The full set of entries below is to be returned unchanged.

┌─ The data

PR #155, opened 2019-03-04
EZP-30205: As an editor I would like content tree to hold separate state for different users

tischsoic:
JIRA: https://jira.ez.no/browse/EZP-30205

**Requires:** https://github.com/ezsystems/ezplatform-admin-ui/pull/871


lserwatka:
rebase is needed

PR #156, opened 2019-03-06
EZP-30232: Item highlight is cropped in Content Tree with scroll

tischsoic:
JIRA: https://jira.ez.no/browse/EZP-30232

### Before
screen shot 2019-03-06 at 09 58 48

### After
screen shot 2019-03-06 at 12 48 52

### DIFF
--- a/Resources/public/scss/modules/content-tree/_list.scss
+++ b/Resources/public/scss/modules/content-tree/_list.scss
@@ -3,3 +3,10 @@
     padding: 0 0 0 calculateRem(12px);
     list-style: none;
 }
+
+.m-tree__scrollable-wrapper {
+    > .c-list {
+        display: table;
+        width: 100%;
+    }
+}


Resources/public/scss/modules/content-tree/_list.scss
```diff
@@ -3,3 +3,10 @@
     padding: 0 0 0 calculateRem(12px);
     list-style: none;
 }
+
+.m-tree__scrollable-wrapper {
+    > .c-list {
+        display: table;
```
tischsoic, line 9: I also tried solutions with 
- `display: inline-block`
- `display: flex; align-items: stretch;` on `.m-tree__scrollable-wrapper`
but they didn't work. I know that _table layouts_ are taboos in CSS world but this solutions seems to work perfectly.

If you have better idea @dew326 I will gladly hear it. 🙂

tischsoic: Do we want to move this to `_main.scss` or leave it here? I added it here because it styles _c-list_.

dew326: I think adding hover state on `c-list-item__link` should solve the problem.

tischsoic: It's interesting idea, but it won't work with shorter items - we want all highlights to stretch to the right side of the container. Problematic example:

screen shot 2019-03-06 at 14 21 32

screen shot 2019-03-06 at 14 18 25

dew326 (approved):

micszo (approved):

PR #159, opened 2019-03-12
EZP-30289: Content Tree does not load when root location has no items

tischsoic:
JIRA: https://jira.ez.no/browse/EZP-30289


dew326 (approved):

src/modules/content-tree/content.tree.module.js
```diff
@@ -15,6 +15,7 @@ export default class ContentTreeModule extends Component {
         this.handleCollapseAllItems = this.handleCollapseAllItems.bind(this);
         this.limitSubitemsInSubtree = this.limitSubitemsInSubtree.bind(this);
 
+        try {
```
tischsoic, line 18: I decided to add try/catch in case anyone has corrupted saved subtree it will fallback to default. Are you fine with this, ping @dew326 ?

dew326: Well, we should avoid saving the corrupted data in the first place. Why the corrupted data was saved?

tischsoic: Corrupted data was saved because of error, which this PR fixes.

dew326 (approved):

m-tyrala (approved):
~~QA approve~~

Or maybe not - behat tests are failing - cant create Content Types through api, or there is some cache problem and they are not visible in content types list.

https://res.cloudinary.com/ezplatformtravis/image/upload/v1552466360/screenshots/5c88c1b893c5e315027748-vendor_ezsystems_ezplatform-admin-ui_features_contenttypefields_feature_34_qkv4rw.png

lserwatka:
@m-tyrala could you restart it? Does it pass locally?

m-tyrala (approved):
That's the problem we have in master also, so I can approve this PR.

lserwatka:
Could you report it?

m-tyrala:
Sure, I'm on it.

PR #165, opened 2019-03-21
EZP-30154: Cannot select an item when browsing the UDW if my role has a policy Content/Create with Content Type limitation

tischsoic:
JIRA: https://jira.ez.no/browse/EZP-30154


src/modules/universal-discovery/universal.discovery.module.js
```diff
@@ -607,10 +607,8 @@ export default class UniversalDiscoveryModule extends Component {
         const isAlreadySelected = selectedContent.find((item) => item.ContentInfo.Content._id === data.ContentInfo.Content._id);
         const isOverLimit = !!this.props.selectedItemsLimit && selectedContent.length >= this.props.selectedItemsLimit;
         const contentTypeInfo = contentTypesMap[data.ContentInfo.Content.ContentType._href];
-        const isAllowedContentType =
-            !this.props.cotfAllowedContentTypes.length || this.props.cotfAllowedContentTypes.includes(contentTypeInfo.identifier);
 
-        if (isAlreadySelected || isOverLimit || !isAllowedContentType) {
```
dew326, line 613: Is this fix is about removing the feature of checking if content type can be selected? It doesn't seem like a proper fix.

dew326 (changes requested):

tischsoic:
Problem is going to be resolved in other PR: https://github.com/ezsystems/ezplatform-admin-ui-modules/pull/175

PR #167, opened 2019-03-22
EZP-30332: [Safari] Bookmark button is not visible before clicking

tischsoic:
JIRA: https://jira.ez.no/browse/EZP-30332


dew326 (approved):

tischsoic:
This PR does not fixes Bookmark star in 100% (on the Safari), the light grey background sometimes does not appear, but this problem occurs also in 2.4, so I believe requires another PR with base 2.4.

I also checked bookmark star from location page (ezplatform-admin-ui) and it also has problems with background (on the Safari):
TjDKODvIGg

My proposition is to make follow-up for background problem. ping @lserwatka @barbaragr

barbaragr (approved):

└─

*Result for this exercise*.
PR #155, opened 2019-03-04
EZP-30205: As an editor I would like content tree to hold separate state for different users

tischsoic:
JIRA: https://jira.ez.no/browse/EZP-30205

**Requires:** https://github.com/ezsystems/ezplatform-admin-ui/pull/871


lserwatka:
rebase is needed

PR #156, opened 2019-03-06
EZP-30232: Item highlight is cropped in Content Tree with scroll

tischsoic:
JIRA: https://jira.ez.no/browse/EZP-30232

### Before
screen shot 2019-03-06 at 09 58 48

### After
screen shot 2019-03-06 at 12 48 52

### DIFF
--- a/Resources/public/scss/modules/content-tree/_list.scss
+++ b/Resources/public/scss/modules/content-tree/_list.scss
@@ -3,3 +3,10 @@
     padding: 0 0 0 calculateRem(12px);
     list-style: none;
 }
+
+.m-tree__scrollable-wrapper {
+    > .c-list {
+        display: table;
+        width: 100%;
+    }
+}


Resources/public/scss/modules/content-tree/_list.scss
```diff
@@ -3,3 +3,10 @@
     padding: 0 0 0 calculateRem(12px);
     list-style: none;
 }
+
+.m-tree__scrollable-wrapper {
+    > .c-list {
+        display: table;
```
tischsoic, line 9: I also tried solutions with 
- `display: inline-block`
- `display: flex; align-items: stretch;` on `.m-tree__scrollable-wrapper`
but they didn't work. I know that _table layouts_ are taboos in CSS world but this solutions seems to work perfectly.

If you have better idea @dew326 I will gladly hear it. 🙂

tischsoic: Do we want to move this to `_main.scss` or leave it here? I added it here because it styles _c-list_.

dew326: I think adding hover state on `c-list-item__link` should solve the problem.

tischsoic: It's interesting idea, but it won't work with shorter items - we want all highlights to stretch to the right side of the container. Problematic example:

screen shot 2019-03-06 at 14 21 32

screen shot 2019-03-06 at 14 18 25

dew326 (approved):

micszo (approved):

PR #159, opened 2019-03-12
EZP-30289: Content Tree does not load when root location has no items

tischsoic:
JIRA: https://jira.ez.no/browse/EZP-30289


dew326 (approved):

src/modules/content-tree/content.tree.module.js
```diff
@@ -15,6 +15,7 @@ export default class ContentTreeModule extends Component {
         this.handleCollapseAllItems = this.handleCollapseAllItems.bind(this);
         this.limitSubitemsInSubtree = this.limitSubitemsInSubtree.bind(this);
 
+        try {
```
tischsoic, line 18: I decided to add try/catch in case anyone has corrupted saved subtree it will fallback to default. Are you fine with this, ping @dew326 ?

dew326: Well, we should avoid saving the corrupted data in the first place. Why the corrupted data was saved?

tischsoic: Corrupted data was saved because of error, which this PR fixes.

dew326 (approved):

m-tyrala (approved):
~~QA approve~~

Or maybe not - behat tests are failing - cant create Content Types through api, or there is some cache problem and they are not visible in content types list.

https://res.cloudinary.com/ezplatformtravis/image/upload/v1552466360/screenshots/5c88c1b893c5e315027748-vendor_ezsystems_ezplatform-admin-ui_features_contenttypefields_feature_34_qkv4rw.png

lserwatka:
@m-tyrala could you restart it? Does it pass locally?

m-tyrala (approved):
That's the problem we have in master also, so I can approve this PR.

lserwatka:
Could you report it?

m-tyrala:
Sure, I'm on it.

PR #165, opened 2019-03-21
EZP-30154: Cannot select an item when browsing the UDW if my role has a policy Content/Create with Content Type limitation

tischsoic:
JIRA: https://jira.ez.no/browse/EZP-30154


src/modules/universal-discovery/universal.discovery.module.js
```diff
@@ -607,10 +607,8 @@ export default class UniversalDiscoveryModule extends Component {
         const isAlreadySelected = selectedContent.find((item) => item.ContentInfo.Content._id === data.ContentInfo.Content._id);
         const isOverLimit = !!this.props.selectedItemsLimit && selectedContent.length >= this.props.selectedItemsLimit;
         const contentTypeInfo = contentTypesMap[data.ContentInfo.Content.ContentType._href];
-        const isAllowedContentType =
-            !this.props.cotfAllowedContentTypes.length || this.props.cotfAllowedContentTypes.includes(contentTypeInfo.identifier);
 
-        if (isAlreadySelected || isOverLimit || !isAllowedContentType) {
```
dew326, line 613: Is this fix is about removing the feature of checking if content type can be selected? It doesn't seem like a proper fix.

dew326 (changes requested):

tischsoic:
Problem is going to be resolved in other PR: https://github.com/ezsystems/ezplatform-admin-ui-modules/pull/175

PR #167, opened 2019-03-22
EZP-30332: [Safari] Bookmark button is not visible before clicking

tischsoic:
JIRA: https://jira.ez.no/browse/EZP-30332


dew326 (approved):

tischsoic:
This PR does not fixes Bookmark star in 100% (on the Safari), the light grey background sometimes does not appear, but this problem occurs also in 2.4, so I believe requires another PR with base 2.4.

I also checked bookmark star from location page (ezplatform-admin-ui) and it also has problems with background (on the Safari):
TjDKODvIGg

My proposition is to make follow-up for background problem. ping @lserwatka @barbaragr

barbaragr (approved):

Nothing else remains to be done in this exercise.